→ PROVIDED MATERIAL:
PR #6627, opened 2019-08-14
stale-bot: stale after 180 days, close after another 90 days

raphaelcoeffic:


bsongis:
Seems a nice plugin, I would like to give it a try

bsongis (approved):

PR #6628, opened 2019-08-14
X9D+ 2019 / R9M Bind Fix (+ more code shared between 212 and 128 to a…

bsongis:
…void this again)


bsongis:
Confirmed tested on X9D+ 2019

PR #6629, opened 2019-08-14
Add support for pwr-on and power-off speed

### LINKED ISSUE #4639: OFF- switch without delay for Horus
The OFF- switch must be hold for very long time before the TX goes down.
It is not important it is annoying. No one can switch off unconsciously, the lid over the switch reliably…
Please make the push for “OFF” shorter...

raphaelcoeffic:
closes #4639 

TODOs:
- [x] radio setup for other screen sizes.
- [x] translation strings for other languages (only english for now).
- [x] companion support.


raphaelcoeffic:
On both settings, using the maximum speed basically means disabling the power-on / shutdown delay completely.

~~Turning the power-on delay off does have some funny side effects: my X9 lite boots to OTX every time I flash it via STM32 bootloader (no clue yet how to fix it, in case it's possible).~~ (fixed)

companion/src/firmwares/opentx/opentxeeprom.cpp
```diff
@@ -2405,6 +2405,15 @@ OpenTxGeneralData::OpenTxGeneralData(GeneralSettings & generalData, Board::Type
 
   if (version < 218) internalField.Append(new UnsignedField<8>(this, generalData.rotarySteps));
   internalField.Append(new UnsignedField<8>(this, generalData.countryCode));
```
bsongis: 2 bits here instead of 8

radio/src/translations/en.h.txt
```diff
@@ -593,6 +593,10 @@
 #define TR_BLOFFBRIGHTNESS             INDENT "OFF brightness"
 #define TR_BLCOLOR                     INDENT "Color"
 #define TR_SPLASHSCREEN                "Splash screen"
+#define TR_PWR_ON_SPEED                "Pwr On speed"
```
bsongis, line 596: duplicated lines

radio/src/translations.cpp
```diff
@@ -236,6 +236,10 @@ const char STR_MENULOGICALSWITCH[] = TR_MENULOGICALSWITCH;
 const char STR_MENULOGICALSWITCHES[] = TR_MENULOGICALSWITCHES;
 const char STR_MENUCUSTOMFUNC[] = TR_MENUCUSTOMFUNC;
 const char STR_SPLASHSCREEN[] = TR_SPLASHSCREEN;
+#if defined(PWR_BUTTON_PRESS)
```
bsongis: I am not sure it's needed to add this `#if defined`, the optimizer should do his job

radio/src/targets/taranis/board.cpp
```diff
@@ -189,9 +199,14 @@ void boardInit()
   DBGMCU_APB1PeriphConfig(DBGMCU_IWDG_STOP|DBGMCU_TIM1_STOP|DBGMCU_TIM2_STOP|DBGMCU_TIM3_STOP|DBGMCU_TIM6_STOP|DBGMCU_TIM8_STOP|DBGMCU_TIM10_STOP|DBGMCU_TIM13_STOP|DBGMCU_TIM14_STOP, ENABLE);
 #endif
 
+#if defined(EEPROM) && defined(PWR_BUTTON_PRESS)
+  storageReadRadioSettings();
```
bsongis: then we read the radio settings many times on startup?

bsongis: I think having 2 different paths for reading radio settings is not good from maintenance point of view. We should avoid this if possible

bsongis (changes requested):
After reading this PR here are my questions / suggestions (some are not related to the PR itself, but ...):
- [x] run the animation in `opentxInit()` - after `storageReadRadioSettings()` has been called - instead of `boardInit()`
- [x] create a function `runStartupAnimation()` to sort things
- [x] move the `rtcInit()` call inside `boardInit()`
- [x] question: why not the same granularity for delays at power off than power off (3 bits each instead of 2bits + 4bits) ?
- [x] question: why we don't have such an animation on X10 / X12S ?

bsongis:
- [x] Move `backlightInit()` to `boardInit()` and make it not start the backlight, just init

bsongis:
- [x] Call `drawSplash()` in `main()` only when there is no animation ...

bsongis:
- [x] Put the X9E animation back

bsongis:
- [x] While we are in PWR code, I see `pwrResetHandler()` doesn't use the correct define for AHB1ENR!

raphaelcoeffic:
> question: why not the same granularity for delays at power off than power off (3 bits each instead of 2bits + 4bits) ?

This is related to the delay used currently (1s vs. 4s). During the discussions, it seems there are a wide range of preferences for the shutdown delay (anything from 0s to 5s), while the power on delay is basically on/off for most people with respect to preferences.

> question: why we don't have such an animation on X10 / X12S ?

Don't know for the X12S, but my X10 already takes a few seconds when I press to really boot (same can be observed with the bootloader). I guess this is because the delay is "built-in" the electronic.

notlebowski:
Related to power on/off...
When I received my X-Lite I thought it was broken.
I didn't keep the button pressed long enough and thought it immediately turned off again.
If the backlight would have turned on immediately (and stayed on) I would have been less confused.

I still think the backlight should go on directly after power-on. It gives you a confirmation of your action. Even if the power-on was accidental this would be better as it would be more like you would get aware of it.

bsongis:
Everybody agrees about @notlebowski comment?

3djc:
I think backlight should be on as soon as power button is pushed, and stay on while maintained. When on, then settings should be applied imho

bsongis:
- [x] call `backlightOn()` - which uses radio settings - as soon as the PWR button is pressed

raphaelcoeffic:
> 1. While we are in PWR code, I see `pwrResetHandler()` doesn't use the correct define for AHB1ENR!

which one should it be? I could not find any `define` using that register.

bsongis:
I am doing all modifications I suggested

companion/src/firmwares/opentx/opentxeeprom.cpp
```diff
@@ -2404,7 +2404,16 @@ OpenTxGeneralData::OpenTxGeneralData(GeneralSettings & generalData, Board::Type
 
 
   if (version < 218) internalField.Append(new UnsignedField<8>(this, generalData.rotarySteps));
-  internalField.Append(new UnsignedField<8>(this, generalData.countryCode));
+  internalField.Append(new UnsignedField<2>(this, generalData.countryCode));
+
+  if (version >= 219 && IS_HORUS_OR_TARANIS(board)) {
+    internalField.Append(new UnsignedField<2>(this, generalData.pwrOnSpeed, "Power On Speed"));
+    internalField.Append(new UnsignedField<4>(this, generalData.pwrOffSpeed, "Power Off Speed"));
```
bsongis: 2 + 2 spare (won't change anything, but ...)

radio/src/datastructs.h
```diff
@@ -771,7 +771,14 @@ PACK(struct RadioData {
   NOBACKUP(uint32_t globalTimer);
   NOBACKUP(uint8_t  bluetoothBaudrate:4);
   NOBACKUP(uint8_t  bluetoothMode:4);
-  NOBACKUP(uint8_t  countryCode);
+  NOBACKUP(uint8_t  countryCode:2);
+#if defined(PCBHORUS) || defined(PCBTARANIS)
```
bsongis: no if defined here (VC++ compilation)

radio/src/datastructs.h
```diff
@@ -771,7 +771,14 @@ PACK(struct RadioData {
...
+  NOBACKUP(uint8_t  pwrOnSpeed:2);
+  NOBACKUP(uint8_t  pwrOffSpeed:2);
+  NOBACKUP(uint8_t  spareCC:2);
```
bsongis: you would you name it spareX (where X = N+1)

radio/src/datastructs.h
```diff
@@ -771,7 +771,14 @@ PACK(struct RadioData {
...
+#else
+  NOBACKUP(uint8_t  spareCC:6);
```
bsongis: remove this, not needed

radio/src/gui/128x64/startup_shutdown.cpp
```diff
@@ -30,9 +28,11 @@ const unsigned char bmp_sleep[]  = {
 #include "sleep.lbm"
 };
 
-void drawStartupAnimation(uint32_t duration)
+void drawStartupAnimation(uint32_t duration, uint32_t total_duration)
```
bsongis: totalDuration

radio/src/opentx.cpp
```diff
@@ -1728,8 +1728,17 @@ void copyTrimsToOffset(uint8_t ch)
   storageDirty(EE_MODEL);
 }
 
+
+const uint8_t _pwrOnOffDuration_lookup[] = {
```
bsongis: why divide by 2 ?

radio/src/targets/common/arm/stm32/bootloader/boot.cpp
```diff
@@ -213,6 +213,17 @@ int main()
   pwrInit();
   pwrOff();
 
+  // wait a bit for the inputs to stabilize...
```
bsongis, line 216: It has been removed on purpose and now it will break other boards. please add if defined(HORUS) here

raphaelcoeffic: It was for the X9 lite, not for Horus. I could not start the bootloader after setting the power-up delay to 0.

radio/src/opentx.cpp
raphaelcoeffic: Well, linearly it makes: 2, 1.333, 0.666, 0. Feels a bit weird.

raphaelcoeffic: Or really 3, 2, 1, 0 ? But that would make 3s the default value, which is quite long.

radio/src/targets/common/arm/stm32/bootloader/boot.cpp
raphaelcoeffic: anyways, it seems it works for me now without that busy loop (X9 lite).

radio/src/gui/128x64/radio_setup.cpp
```diff
@@ -506,6 +509,20 @@ void menuRadioSetup(event_t event)
       }
 #endif
 
+#if defined(PWR_BUTTON_PRESS)
+    case ITEM_RADIO_SETUP_PWR_ON_SPEED:
+        lcdDrawTextAlignedLeft(y, STR_PWR_ON_SPEED);
```
bsongis, line 514: wrong indentation

radio/src/gui/128x64/radio_setup.cpp
```diff
@@ -506,6 +509,20 @@ void menuRadioSetup(event_t event)
...
+        lcdDrawNumber(RADIO_SETUP_2ND_COLUMN, y, g_eeGeneral.pwrOnSpeed, attr|LEFT);
+        if (attr) CHECK_INCDEC_GENVAR(event, g_eeGeneral.pwrOnSpeed, 0, 3);
```
bsongis: -1 => 2 or -2 =>1

radio/src/opentx.cpp
```diff
@@ -1728,8 +1728,17 @@ void copyTrimsToOffset(uint8_t ch)
...
+  200, // 2s
+  100, // 1s
+  50,  // 0.5s
+  0,   // none
+};
+
 #if defined(STARTUP_ANIMATION)
-#define PWR_PRESS_DURATION_MIN        100 // 1s
+
+#define PWR_PRESS_DURATION_MIN() (_pwrOnOffDuration_lookup[g_eeGeneral.pwrOnSpeed & 3])
```
bsongis: pwrOnSpeed + 1

bsongis: or pwrOnSpeed + 2

radio/src/datastructs.h
```diff
@@ -771,7 +771,10 @@ PACK(struct RadioData {
   NOBACKUP(uint32_t globalTimer);
   NOBACKUP(uint8_t  bluetoothBaudrate:4);
   NOBACKUP(uint8_t  bluetoothMode:4);
-  NOBACKUP(uint8_t  countryCode);
+  NOBACKUP(uint8_t  countryCode:2);
+  NOBACKUP(uint8_t  pwrOnSpeed:2);
```
bsongis: int8_t

radio/src/opentx.cpp
```diff
@@ -1728,9 +1728,11 @@ void copyTrimsToOffset(uint8_t ch)
   storageDirty(EE_MODEL);
 }
 
+
 #if defined(STARTUP_ANIMATION)
-#define PWR_PRESS_DURATION_MIN        100 // 1s
-#define PWR_PRESS_DURATION_MAX        500 // 5s
+
+#define PWR_PRESS_DURATION_MIN() (2 - g_eeGeneral.pwrOnSpeed)
```
bsongis: avoid this define, could be inline function

radio/src/opentx.cpp
```diff
@@ -2025,6 +2027,9 @@ int main()
 
 #if !defined(SIMU)
 #if defined(PWR_BUTTON_PRESS)
+
+#define PWR_PRESS_SHUTDOWN_DELAY() (2 - g_eeGeneral.pwrOffSpeed)
```
bsongis: also inline here, it will avoid the cast<uint32_t> later

radio/src/gui/212x64/startup_shutdown.cpp
```diff
@@ -57,9 +57,11 @@ void drawStartupAnimation(uint32_t duration)
   lcdRefresh();
 }
 
-void drawShutdownAnimation(uint32_t duration, const char * message)
+void drawShutdownAnimation(uint32_t duration, uint32_t totalDuration, const char * message)
 {
-  uint8_t index = limit<uint8_t>(0, duration / (PWR_PRESS_SHUTDOWN_DELAY / 4), 3);
+  if (totalDuration == 0) return;
```
bsongis: cosmetics: newline before `return` here (and in some other places)

radio/src/gui/212x64/radio_setup.cpp
```diff
@@ -466,6 +470,20 @@ void menuRadioSetup(event_t event)
         break;
 #endif
 
+#if defined(PWR_BUTTON_PRESS)
+    case ITEM_RADIO_SETUP_PWR_ON_SPEED:
+        lcdDrawTextAlignedLeft(y, STR_PWR_ON_SPEED);
```
bsongis, line 475: cosmetics: indentation = 2 chars

radio/src/gui/212x64/radio_setup.cpp
```diff
@@ -466,6 +470,20 @@ void menuRadioSetup(event_t event)
...
+        lcdDrawNumber(RADIO_SETUP_2ND_COLUMN, y, g_eeGeneral.pwrOnSpeed + 1, attr|LEFT);
+        if (attr) CHECK_INCDEC_GENVAR(event, g_eeGeneral.pwrOnSpeed, -1, 2);
+        break;
+
+    case ITEM_RADIO_SETUP_PWR_OFF_SPEED:
+        lcdDrawTextAlignedLeft(y, STR_PWR_OFF_SPEED);
```
bsongis, line 481: cosmetics: indentation = 2 chars

radio/src/gui/128x64/startup_shutdown.cpp
```diff
@@ -30,9 +28,11 @@ const unsigned char bmp_sleep[]  = {
 #include "sleep.lbm"
 };
 
-void drawStartupAnimation(uint32_t duration)
+void drawStartupAnimation(uint32_t duration, uint32_t totalDuration)
 {
-  uint8_t index = limit<uint8_t>(0, duration / (PWR_PRESS_DURATION_MIN / 5), 4);
+  if (totalDuration == 0) return;
```
bsongis: newline

radio/src/gui/128x64/startup_shutdown.cpp
```diff
@@ -47,9 +47,11 @@ void drawStartupAnimation(uint32_t duration)
   lcdRefreshWait();
 }
 
-void drawShutdownAnimation(uint32_t duration, const char * message)
+void drawShutdownAnimation(uint32_t duration, uint32_t totalDuration, const char * message)
 {
-  uint8_t index = limit<uint8_t>(0, duration / (PWR_PRESS_SHUTDOWN_DELAY / 5), 4);
+  if (totalDuration == 0) return;
```
bsongis: newline

radio/src/opentx.cpp
```diff
@@ -1728,9 +1728,11 @@ void copyTrimsToOffset(uint8_t ch)
   storageDirty(EE_MODEL);
 }
 
+
 #if defined(STARTUP_ANIMATION)
-#define PWR_PRESS_DURATION_MIN        100 // 1s
-#define PWR_PRESS_DURATION_MAX        500 // 5s
+
+#define PWR_PRESS_DURATION_MIN() (2 - g_eeGeneral.pwrOnSpeed)
+#define PWR_PRESS_DURATION_MAX   500 // 5s
```
bsongis: `constexpr` if possible instead of `#define`

radio/src/targets/common/arm/stm32/bootloader/boot.cpp
bsongis: I think the code should be there for HORUS

radio/src/gui/480x272/widgets.h
```diff
@@ -69,7 +69,7 @@ int16_t editGVarFieldValue(coord_t x, coord_t y, int16_t value, int16_t min, int
 void drawMenuTemplate(const char * title, uint8_t icon, const uint8_t * icons=nullptr, uint32_t options=0);
 void drawSplash();
 void drawSleepBitmap();
-void drawShutdownAnimation(uint32_t duration, const char * message);
+void drawShutdownAnimation(uint32_t duration, uint32_t total_duration, const char * message);
```
bsongis: totalDuration

radio/src/opentx.cpp
```diff
@@ -1728,9 +1728,15 @@ void copyTrimsToOffset(uint8_t ch)
   storageDirty(EE_MODEL);
 }
 
+
 #if defined(STARTUP_ANIMATION)
-#define PWR_PRESS_DURATION_MIN        100 // 1s
-#define PWR_PRESS_DURATION_MAX        500 // 5s
+
+inline uint32_t PWR_PRESS_DURATION_MIN()
```
bsongis: perhaps uint8_t ?

bsongis: it seems the unit is not the same than PWR_PRESS_DURATION_MIN, it's prone to mistakes!

radio/src/opentx.cpp
```diff
@@ -2070,7 +2082,7 @@ uint32_t pwrCheck()
       if (g_eeGeneral.backlightMode != e_backlight_mode_off) {
         BACKLIGHT_ENABLE();
       }
-      if (get_tmr10ms() - pwr_press_time > PWR_PRESS_SHUTDOWN_DELAY) {
+      if (get_tmr10ms() - pwr_press_time > (uint32_t)PWR_PRESS_SHUTDOWN_DELAY()) {
```
bsongis: no cast here

bsongis (approved):

PR #6637, opened 2019-08-18
revert changes in taranis ext module driver done while changing X10 e…

bsongis:
…xpress pulses


radio/src/targets/taranis/extmodule_driver.cpp
```diff
@@ -64,14 +64,14 @@ void extmodulePpmStart()
 
   EXTMODULE_TIMER->CR1 &= ~TIM_CR1_CEN;
   EXTMODULE_TIMER->PSC = EXTMODULE_TIMER_FREQ / 2000000 - 1; // 0.5uS from 30MHz
+  EXTMODULE_TIMER->ARR = 45000;
```
bsongis, line 67: it shouldn't change anything, yes?

bsongis:
Thanks!

PR #6640, opened 2019-08-18
New Multi protocols

pascallanger:
Protocols: ZSX and Flyzone


3djc:
Merci Pascal

raphaelcoeffic:
@3djc isn't missing something like:

```
  {MODULE_SUBTYPE_MULTI_ZSX,        0, false,      NO_SUBTYPE,            nullptr},
  {MODULE_SUBTYPE_MULTI_FLYZONE,    0, false,      NO_SUBTYPE,            nullptr},
```

in the corresponding tables?

pascallanger:
You don't need it since there is a catch all at the end:
```
  // Sentinel and default for protocols not listed above (MM_RF_CUSTOM is 0xff)
  {0xfe,                            0, false,      NO_SUBTYPE,            nullptr}
```

PR #6641, opened 2019-08-19
added missing pieces for MPM new protocols

raphaelcoeffic:
related to #6640


3djc:
True, suggesting minor string changes too (don't forget to prefix your branch !)

pascallanger:
You don't need it since there is a catch all at the end:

→ REQUIRED ACTION:
What the task asks for is a word-for-word repeat of the lines above, from the first through the one containing "- [x] translation".

→ RESPONSE TO THE TASK:
PR #6627, opened 2019-08-14
stale-bot: stale after 180 days, close after another 90 days

raphaelcoeffic:


bsongis:
Seems a nice plugin, I would like to give it a try

bsongis (approved):

PR #6628, opened 2019-08-14
X9D+ 2019 / R9M Bind Fix (+ more code shared between 212 and 128 to a…

bsongis:
…void this again)


bsongis:
Confirmed tested on X9D+ 2019

PR #6629, opened 2019-08-14
Add support for pwr-on and power-off speed

### LINKED ISSUE #4639: OFF- switch without delay for Horus
The OFF- switch must be hold for very long time before the TX goes down.
It is not important it is annoying. No one can switch off unconsciously, the lid over the switch reliably…
Please make the push for “OFF” shorter...

raphaelcoeffic:
closes #4639 

TODOs:
- [x] radio setup for other screen sizes.
- [x] translation strings for other languages (only english for now).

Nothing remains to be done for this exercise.